- SUPPLIED DATA -
== Segment start ==
PR #3673, opened 2020-04-20
Update documentation and clarify ambiguities

### LINKED ISSUE #3633: Charge unit in espresso
While going through the page on electrostatics, I realized that the prefactor should be KT*lB/(eo**2) instead of kT*lB as suggested by the package. Most example programs have mentioned the prefactor to be 2 and the charges to be integers.  How do these charges connect to the electronic charge?

### LINKED ISSUE #3656: H5md feature unavailable
How does one go about fixing the unavailability of H5md? My espressomd.io.writer seems to have the vtf feature available in it. So, I am not sure where the error is coming from. A look at the source code for espressomd.io.writer.h5md suggested that 'H5md' is not part of the features of code_info. Any way out of this? 

    h5_file=h5md.H5md(filename="systeminfo.h5", write_pos=True, write_vel=False, write_force=False, write_species=True, write_mass=False, write_charge=True, write_ordered=True)
  File "/home/dpo854/mycode/espresso/install/lib/python3.4/site-packages/espressomd/io/writer/h5md.py", line 29, in __init__
    raise RuntimeError("H5md not available.")
RuntimeError: H5md not available.

jngrad:
Description of changes:
- remove CUDA installation instructions on OSX (follow-up to #3652)
- update links to dockerfiles for non-Ubuntu OSes
- correct the Coulomb prefactor formula (fixes #3633)
- in electrostatics scripts, replace magic values by their full expressions
- document the difference between serial and parallel versions of `libhdf5-dev` (fixes #3656)
- improve documentation of the script that shows the effect of MPI and `node_grid` on domain decomposition (see mailing list email "dividing simulation box using MPI" from 2020-04-20)


doc/sphinx/electrostatics.rst
```diff
@@ -4,19 +4,21 @@ Electrostatics
 ==============
 
 The Coulomb (or electrostatic) interaction is defined as
-follows. For a pair of particles at distance :math:`r` with charges
-:math:`q_1` and :math:`q_2`, the interaction is given by
+follows. For a pair of particles at distance :math:`r` with formal charges
+:math:`z_1` and :math:`z_2`, the electric potential energy is given by
```
fweik: I don't think that `z` is a good symbol here, as it is typically used for a related but different quantity. Also I don't think `formal charge` is a common term. What is wrong with `q`?

doc/sphinx/electrostatics.rst
```diff
@@ -4,19 +4,21 @@ Electrostatics
...
 
-.. math:: U_C(r)=C \cdot \frac{q_1 q_2}{r}.
+.. math:: U_C(r)=C \cdot \frac{z_1 z_2}{r}.
 
 where
 
 .. math::
-   C=\frac{1}{4\pi \varepsilon_0 \varepsilon_r}
+   C=\frac{e^2}{4\pi \varepsilon_0 \varepsilon_r}
```
fweik: I don't believe this to be correct. I don't think that any of this is related to the elementary charge (which is a constant of nature, one absolute amount of charge, whose numerical value depends on the unit system). I rather think that the charges are measured in whatever the charge units are.

fweik (changes requested):

doc/sphinx/electrostatics.rst
jngrad: * isn't `z_i` the standard notation for the charge number of ions?
* the Coulomb prefactor was missing the quantity `e^2` to be consistent with the definition of the Bjerrum length in the next paragraph

This change was discussed in https://github.com/espressomd/espresso/issues/3633#issuecomment-609725762

fweik: >  isn't z_i the standard notation for the charge number of ions?

Yes, but in the formula its charges.

> the Coulomb prefactor was missing the quantity e^2 to be consistent with the definition of the Bjerrum length in the next paragraph

The Coulomb prefactor is not related to e^2 in any way.

fweik: Also it wasn't 'discussed' in the cited comment, Jonas just claimed something :-)

doc/sphinx/electrostatics.rst
jngrad: We're missing an `e^2` somewhere to make these equations consistent. The issue here is about definition. You probably think of the Coulomb prefactor `C` as the Coulomb constant `k_e = 1/ (4 * pi * e0)`, which is also what I intuitively assumed the first time I read the text, but the text actually defines `C` with regards to the Bjerrum length.

fweik: Well the interaction energy in espresso is `C * q_1 * q_2 / r`, independently of what the text defines...

jngrad: We could rewrite the text, starting from the Coulomb equation `U_C = k_e * q1 * q2 / r` with `k_e = 1/ (4 * pi * e0)` and then introduce the ESPResSo convention where `U_C = C * z1 * z2 / r` with `C` defined from the Bjerrum length. Most ESPResSo users prefer to put an integer charge (aka charge number) on their coarse-grained particles and delegate the actual units to the prefactor `C`. This would clarify the ESPResSo convention while remaining in line with physics textbooks.

fweik: I find it odd to push a unit system here, frankly. And charge numbers are not a concept that exists in electrodynamics. If you particles happen to not be ions, `e` is by no means a natural charge unit.

jngrad: Then we either write `C = l_B * k_BT / e^2`, or we drop the sentence about the Bjerrum length.

fweik: I would do the former but this is also not a hill I'm willing to die on. I just find the idea that quantities have specific natural unit odd and mislead in general, and confusing in Espresso in particular because it does not have a fix unit system.

samples/visualization_cellsystem.py
```diff
@@ -16,7 +16,12 @@
 # along with this program.  If not, see <http://www.gnu.org/licenses/>.
 """
 Visualize the system cells and MPI domains. Run ESPResSo in parallel
-to color particles by node.
+to color particles by node. With OpenMPI, this can be achieved using
+``mpiexec -n 4 ./pypresso ../samples/visualization_cellsystem.py``.
+Set property ``system.cell_system.node_grid = [n_x, n_y, n_z]``
+(with ``n_x * n_y * n_z`` equal to the number of MPI threads) to
```
fweik: `MPI threads` shoudl be `MPI processes` or `MPI ranks`.

fweik (changes requested):

doc/sphinx/electrostatics.rst
jngrad: > `e` is by no means a natural charge unit

This is a valid argument, how about introducing z_i as "normalized charges" `z_i = q_i / e` instead of formal charges?

fweik: I'm not clear still on why they have to be introduced at all.

fweik: Why is there da "definition" for `C` at all, when right after it says that is a settable parameter?
So I'd do the following. Drop the definition of `C` as such, then two examples which `C` to use for a relative permittivity, and for a specific Bjerrum length?

fweik:
Sorry if this was a little bit confused, I think I can give a better explanation. Espresso implements an interaction of the form `C * q_1 * q_2 / r`, whose interaction strength is given by `C`. For a specific
value of `C` you can interpret this a electrostatics, e.g. if you derive this from a permittivity, it might
be the effective electrostatics in a medium. The Bjerrum length is just an odd/convenient way to state `\epsilon_r`, if you assume vacuum electrostatics of our universe (which Espresso does not force you to). `C` has units of [E] / ([L] * [Q]^2) so if you change the charge unit, the numbers for `C` and the charges changes, while the product stays the same. The energy is independent of the charge unit, as it should be.

Of course you can always move a charge factor from the `q` to `C`, but since you might be in some coarse grained world in your simulation, which does not deal in ions, but e.g. in dust particles, there
is no concept of a charge number and it is artificial to introduce it.

doc/sphinx/electrostatics.rst
jngrad: It would be simpler to just rewrite `C=l_B k_B T / e^2` to fix the inconsistency. As you said above and in https://github.com/espressomd/espresso/pull/3673#issuecomment-616797265, the user can move `q` around for convenience in simulations with ions, without changing the energy.

jngrad:
> The energy is independent of the charge unit, as it should be.

Yes, the user just needs to be careful with dimensional analysis when setting up `C` and the charges. The tutorials and samples tweak the value of `C` to actually have an energy in kJ/mol, such that `system.analysis.energy()` gives an energy with that unit. As long as the same units are used in the WCA potential and thermostat, it should be fine.

fweik (approved):
Sorry for the many words, I feel we could have gotten there quicke if I'd be more to the point ^^ LGTM now

doc/sphinx/electrostatics.rst
jonaslandsgesell: ;-) You can do the math and check. Without the adaptions the unit of energy is not correct - at least if you stick with typical conventions that q_i is a charge that can be measured in multiples of elementary charges. If you choose another convention then this may not have to be the case as you point out below. However, in such a case it would be nice to read which convention you follow instead.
== Segment end ==
- REQUIRED ACTION -
Return each line above where the word "actually" shows up.

- TASK SOLUTION -
jngrad: We're missing an `e^2` somewhere to make these equations consistent. The issue here is about definition. You probably think of the Coulomb prefactor `C` as the Coulomb constant `k_e = 1/ (4 * pi * e0)`, which is also what I intuitively assumed the first time I read the text, but the text actually defines `C` with regards to the Bjerrum length.
Yes, the user just needs to be careful with dimensional analysis when setting up `C` and the charges. The tutorials and samples tweak the value of `C` to actually have an energy in kJ/mol, such that `system.analysis.energy()` gives an energy with that unit. As long as the same units are used in the WCA potential and thermostat, it should be fine.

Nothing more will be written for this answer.